# Russia test-fires 'ideal' hypersonic missile



## CAPSLOCKSTUCK (Mar 11, 2018)

The high-precision Kinzhal (Dagger) missile was launched from a MiG-31 supersonic interceptor jet that took off from an airfield in the South Military District in Russia's southwest, the defence ministry said. 

"The launch went according to plan, the hypersonic missile hit its target," the ministry added. 

http://www.bbc.co.uk/news/world-europe-43362213


----------



## droopyRO (Mar 11, 2018)

That MiG-31 looks sexy. I see they blurred the rear and missile pilons.


----------



## Divide Overflow (Mar 11, 2018)

Their target was the ground.  Pretty much a guaranteed hit!


----------



## lexluthermiester (Mar 11, 2018)

droopyRO said:


> That MiG-31 looks sexy.


Agreed. That aircraft is a very sleek and beautiful machine. I've always wanted to fly one...


----------



## Nuckles56 (Mar 11, 2018)

Divide Overflow said:


> Their target was the ground.  Pretty much a guaranteed hit!


I was going to say that


----------



## eidairaman1 (Mar 11, 2018)

Already have it lol


----------



## Upgrayedd (Mar 11, 2018)

You sure that wasn't ARMA footage?


----------



## jboydgolfer (Mar 11, 2018)

wow,  there still flying the mig 31,

cool missle, its kinda like putting $1000 Rims on a '81 Dodge reliant tho


----------



## FreedomEclipse (Mar 11, 2018)

jboydgolfer said:


> wow,  there still flying the mig 31



The 80s called and they want their fighter plane back?


----------



## jboydgolfer (Mar 11, 2018)

I don't mean they shouldn't be flying older tech. I was  more commenting that (as a layperson with no DD-214 ) I would expect a new tech weapon to be fired from an equally impressive aircraft.  The US has the greatest military in the world and we fly ships equally old, and older .  I sort of expected or hoped to see maybe a mig-35 , or a flanker.


----------



## FreedomEclipse (Mar 11, 2018)

jboydgolfer said:


> *   I sort of expected or hoped to see maybe a mig-35 , or a flanker.*



I dont know if this is true, but I have heard some people say that Russia is having problems keeping their top fighter jets running due to lack of parts, so they have cannibalised a lot of their other planes to keep the handful of good ones working.


----------



## Beastie (Mar 12, 2018)

I wonder how it is targeted. Do the Russians have their own GPS?



jboydgolfer said:


> wow,  there still flying the mig 31,


 It is really really fast though, so maybe better suited to firing the missile then scarpering back to base than a mig35 or flanker?


----------



## Norton (Mar 12, 2018)

Beastie said:


> *It is really really fast though*, so maybe better suited to firing the missile then scarpering back to base than a mig35 or flanker?

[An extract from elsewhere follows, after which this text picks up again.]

Issue #154, opened 2015-10-21
Evaluate specview units code for our use


eholum:

olaurino:
PR #168 has a lot of working useful for this task. As a matter of fact it might indeed be seen as showing that the specview code could indeed be included, modulo extensive refactoring, into Iris.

That's likely why it's being used- the missile may need a Mach 3 plane and a clean fuselage to get it to launch properly


----------



## lexluthermiester (Mar 12, 2018)

Norton said:


> That's likely why it's being used- the missile may need a Mach 3 plane and a clean fuselage to get it to launch properly


That was my conclusion as well.


----------



## Nuckles56 (Mar 12, 2018)

Beastie said:


> I wonder how it is targeted. Do the Russians have their own GPS?


They do, it is called GLONASS


----------



## Divide Overflow (Mar 12, 2018)

FreedomEclipse said:


> I dont know if this is true, but I have heard some people say that Russia is having problems keeping their top fighter jets running due to lack of parts, so they have cannibalised a lot of their other planes to keep the handful of good ones working.


So just like the US then...


----------



## droopyRO (Mar 12, 2018)

jboydgolfer said:


> wow,  there still flying the mig 31,
> 
> cool missle, its kinda like putting $1000 Rims on a '81 Dodge reliant tho


Your F-15 or B-52 are older than the MiG-31. ATM i don't know of a plane that you can compare to the MiG-31.
http://www.thedrive.com/the-war-zon...-up-key-arms-control-treaty-with-the-russians the USAF plans to keep the B-52 for 100 years


----------



## Ferrum Master (Mar 12, 2018)

It's prolly the MiG-31BM's (Big Modernization), whatever how old it is... it is capable of task, and they intend to use those MIG's for many years further also.

There for, they have the avionics/radar tech to launch such rocket, no other Russian fighter/bomber plane is upgraded to it... simple as that. They are just too poor...


----------



## dorsetknob (Mar 12, 2018)

jboydgolfer said:


> wow, there still flying the mig 31,
> 
> cool missile, its kinda like putting $1000 Rims on a '81 Dodge reliant tho



Its an Air launched Hyper sonic Missile it only needs to be carried aloft and Launched.
That can be done by a suitable Carrier Aircraft ( and by Carrier i mean an Aircraft capable of carrying it retro fitted for the job of Course ... and not Necessarily  a Naval Aircraft)
that way you can deploy the missile on your older fleet rather than Spending ?billion rouble's + on a New Designed model.

( Paid from the Oil and Gas Revenue that they  get from Selling  to the EU...)


----------



## Vayra86 (Mar 12, 2018)

This is all well and good, but Russia doesn't need an enemy to make their stuff fail in the end. This is 90% propaganda and a questionable 10% of actually useful weapons systems. Just like their 'state of the art' planes in Syria right now.


----------



## erixx (Mar 12, 2018)

Did he lift off with the canopy open... because he was smoking a cigarette? (very "Russian" macho style!)


----------



## droopyRO (Mar 12, 2018)

No, that is a mirror used by the back seat weapons officer.
The Russians use them on most of their two seat fighters https://www.google.ro/search?q=mi-2...AUICigB&biw=1347&bih=831#imgrc=6kHbkrkgqdwgLM:


----------